# Der Delfin wird doch nicht.......



## Nick*Rivers (20. März 2016)

Dachte immer Meerforellen und Delfine sind Freunde.
Es gibt einen neuen Konkurrenten an der Küste.....
Finde jedenfalls nicht, dass der Appetithappen wie ein Dorsch aussieht. 

http://www.kn-online.de/News/Nachri...fie-und-Delfie-bei-der-Marine-in-Kiel#Galerie


----------



## Maifliege (21. März 2016)

*AW: Der Delfin wird doch nicht.......*

Meerforellen haben keine Freunde..

Danke für die Bilder, toll. Wenn der Delfin 3 Meter hat und der Fisch?


----------



## Deep Down (24. März 2016)

*AW: Der Delfin wird doch nicht.......*



Nick*Rivers schrieb:


> Dachte immer Meerforellen und Delfine sind Freunde.
> Es gibt einen neuen Konkurrenten an der Küste.....
> Finde jedenfalls nicht, dass der Appetithappen wie ein Dorsch aussieht.
> 
> http://www.kn-online.de/News/Nachri...fie-und-Delfie-bei-der-Marine-in-Kiel#Galerie



Hecht und Robbe sind auch keine Freunde......

Hier ab 6.26min....

https://www.youtube.com/watch?v=GfCPGG6Ggdw


----------



## Thomas9904 (24. März 2016)

*AW: Der Delfin wird doch nicht.......*

Robbe und Wal hab ich ja schon gegessen - schmeckt Delfin?


----------



## Maifliege (25. März 2016)

*AW: Der Delfin wird doch nicht.......*

Delfin essen wir alle mal... Gibt es in Dosen, steht Thunfisch drauf!


----------



## zokker (25. März 2016)

*AW: Der Delfin wird doch nicht.......*



Thomas9904 schrieb:


> Robbe und Wal hab ich ja schon gegessen - schmeckt Delfin?


Ein Norweger hat mir erzählt, die schmecken vorzüglich.#6


----------



## Brutzlaff (25. März 2016)

*AW: Der Delfin wird doch nicht.......*

Hab die beiden am Dienstag in Dänisch Nienhof getroffen..keine 20m vom Ufer...Nachdem die beiden dann endlich durch waren, gabs auch kurze Zeit später nen Einsteiger...:m


----------



## Esox 1960 (25. März 2016)

*AW: Der Delfin wird doch nicht.......*



Thomas9904 schrieb:


> Robbe und Wal hab ich ja
> schon gegessen - schmeckt Delfin?




Ja,Flipper mit Dipp(er)......|kopfkrat.........:q


----------



## crisis (25. März 2016)

*AW: Der Delfin wird doch nicht.......*

Leute, ein vielleicht intelligenteres Lebewesen im Vergleich (!?) zu uns.

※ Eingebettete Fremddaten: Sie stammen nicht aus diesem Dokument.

PR #2056, opened 2024-07-29
fix(react-router): memoize Match, MatchInner as well as route components to prevent unnecessary re-renders

### LINKED ISSUE #1462: I'm reaching out to report a performance issue.
I'm reaching out to report a performance issue.

The problem involves performance in two scenarios:

1. When updating the search parameters using `useNavigation`, the entire page, including all layout components and child components, is re-rendered.
2. When there is a layout component with multiple child pages, navigating between these child pages triggers a re-render of the entire page, including all layout components.

In the classic `react-router` package, this problem does not exist, there it works as expected, parts are rerendered as expected.

Example Link: https://stackblitz.com/edit/vitejs-vite-ifxs98

_Originally posted by @AndrejNemec in https://github.com/TanStack/router/discussions/1460_

schiller-manuel:
fixes #1462

### DIFF
--- a/packages/react-router/src/Match.tsx
+++ b/packages/react-router/src/Match.tsx
@@ -16,7 +16,11 @@ import { renderRouteNotFound } from './renderRouteNotFound'
 import { rootRouteId } from './root'
 import type { AnyRoute } from './route'
 
-export function Match({ matchId }: { matchId: string }) {
+export const Match = React.memo(function Match({
+  matchId,
+}: {
+  matchId: string
+}) {
   const router = useRouter()
   const routeId = useRouterState({
     select: (s) => s.matches.find((d) => d.id === matchId)?.routeId as string,
@@ -99,8 +103,13 @@ export function Match({ matchId }: { matchId: string }) {
       </ResolvedSuspenseBoundary>
     </matchContext.Provider>
   )
-}
-function MatchInner({ matchId }: { matchId: string }): any {
+})
+
+export const MatchInner = React.memo(function MatchInner({
+  matchId,
+}: {
+  matchId: string
+}): any {
   const router = useRouter()
   const routeId = useRouterState({
     select: (s) => s.matches.find((d) => d.id === matchId)?.routeId as string,
@@ -126,6 +135,10 @@ function MatchInner({ matchId }: { matchId: string }): any {
       ])
     },
   })
+
+  const Comp = route.options.component ?? router.options.defaultComponent
+
+  const out = React.useMemo(() => (Comp ? <Comp /> : <Outlet />), [Comp])
 
   // function useChangedDiff(value: any) {
   //   const ref = React.useRef(value)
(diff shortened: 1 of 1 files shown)


packages/react-router/src/Match.tsx
```diff
@@ -127,6 +136,10 @@ function MatchInner({ matchId }: { matchId: string }): any {
     },
   })
 
+  const Comp = route.options.component ?? router.options.defaultComponent
+
+  const out = React.useMemo(() => (Comp ? <Comp /> : <Outlet />), [Comp])
```
SeanCassiere, line 141: It may be worth checking out the benefit of using the `matchId` as the key on the `<Comp/>`.

Ultimately may not be what we are looking for if stuff like `useSearch` doesn't trigger a re-render, but might be worth checking out.

packages/react-router/src/Match.tsx
```diff
@@ -127,6 +136,10 @@ function MatchInner({ matchId }: { matchId: string }): any {
     },
   })
 
+  const Comp = route.options.component ?? router.options.defaultComponent
```
SeanCassiere, line 139: Could this also be memoed? Or maybe pulled into `useMemo` below?

Since these values don't change very often, there is no need to recompute this.

packages/react-router/src/Match.tsx
```diff
@@ -16,7 +16,11 @@ import { renderRouteNotFound } from './renderRouteNotFound'
 import { rootRouteId } from './root'
 import type { AnyRoute } from './route'
 
-export function Match({ matchId }: { matchId: string }) {
+export const Match = React.memo(function Match({
```
SeanCassiere, line 19: Could we name the inner `Match` as `MatchImpl`?

Same for `MatchInner` and `Outlet`.

packages/react-router/src/Match.tsx
schiller-manuel: done

packages/react-router/src/Match.tsx
schiller-manuel: done

packages/react-router/src/Match.tsx
schiller-manuel: like this?

```tsx
<Comp key={matchId}/> 
```

which effect would you expect from that?

SeanCassiere: Yup. 

It's since keyed components don't re-render unless the key changes, it may help.

And we shouldn't have to worry about the render being stale, since the `matchId` changes if actual match info has changed.

schiller-manuel: tried it with kitchen sink example, using the `matchId` as key causes the `InvoiceComponent` to be rendered only once instead of twice without it.
great find!

SeanCassiere: 🚀

Yeah it's a simple hack I tend to use to either trigger a child component's re-render or to prevent unneeded renders.

SeanCassiere (approved):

Abhängig davon, wie man Intelligenz definiert! Haben wir Respekt vor der Schöpfung, oder nicht?


----------



## Allrounder27 (25. März 2016)

*AW: Der Delfin wird doch nicht.......*



crisis schrieb:


> Leute, ein vielleicht intelligenteres Lebewesen im Vergleich (!?) zu uns. Abhängig davon, wie man Intelligenz definiert! Haben wir Respekt vor der Schöpfung, oder nicht?



Wenns gut schmeckt?


----------



## crisis (25. März 2016)

*AW: Der Delfin wird doch nicht.......*

Joke aside! Wer kann sich einen Delphin (Delfin) ansehen und behaupten, es lässt Einen unberührt. Das ist doch nicht unser Opponent! Machen wir uns doch lieber über Dinge wie Rutenständer und Gummis lustig. Mir ist schon klar, dass sich das ein bisschen überkandidelt anhört, aber wir haben doch alle Eins gemeinsam, die Liebe für das was unter Wasser abgeht, oder?

 Gruss
 Christian


----------



## Thomas9904 (25. März 2016)

*AW: Der Delfin wird doch nicht.......*

Ich halt mich an meinen (Ex)Kollegen Anthony Bourdain (abgewandelt) und machs wie die Delfine (als reine Raubtiere) selber auch:
Was zu dumm oder so langsam ist, dass man es fangen kann, kann man auch bedenkenlos essen..


----------



## crisis (25. März 2016)

*AW: Der Delfin wird doch nicht.......*

Da hast Du wohl Recht. Wir Menschen sind für fast alle Raubtiere, in entsprechender der Größe, auch nur einfach Futter. Es sollte keinen Unterschied machen, ob der Predator erkennen kann, ob die Beute erhaltenswert ist oder nicht. Kann ich bei Dir, als Koch,  Panda-Filets bestellen?


----------



## Allrounder27 (25. März 2016)

*AW: Der Delfin wird doch nicht.......*

Ist Thomas denn schneller als ein Panda?


----------



## crisis (25. März 2016)

*AW: Der Delfin wird doch nicht.......*

Bergabwärts doch sicherlich.


----------



## hanzz (25. März 2016)

*AW: Der Delfin wird doch nicht.......*



zokker schrieb:


> Ein Norweger hat mir erzählt, die schmecken vorzüglich.#6


Die essen auch Rakfish und Surströmming.
Die Dosen explodieren fast beim öffnen.:q


----------



## Thomas9904 (26. März 2016)

*AW: Der Delfin wird doch nicht.......*

Wenn ich Panda kriegen könnte, würd ich den auch verkaufen (bzw. essen), logo..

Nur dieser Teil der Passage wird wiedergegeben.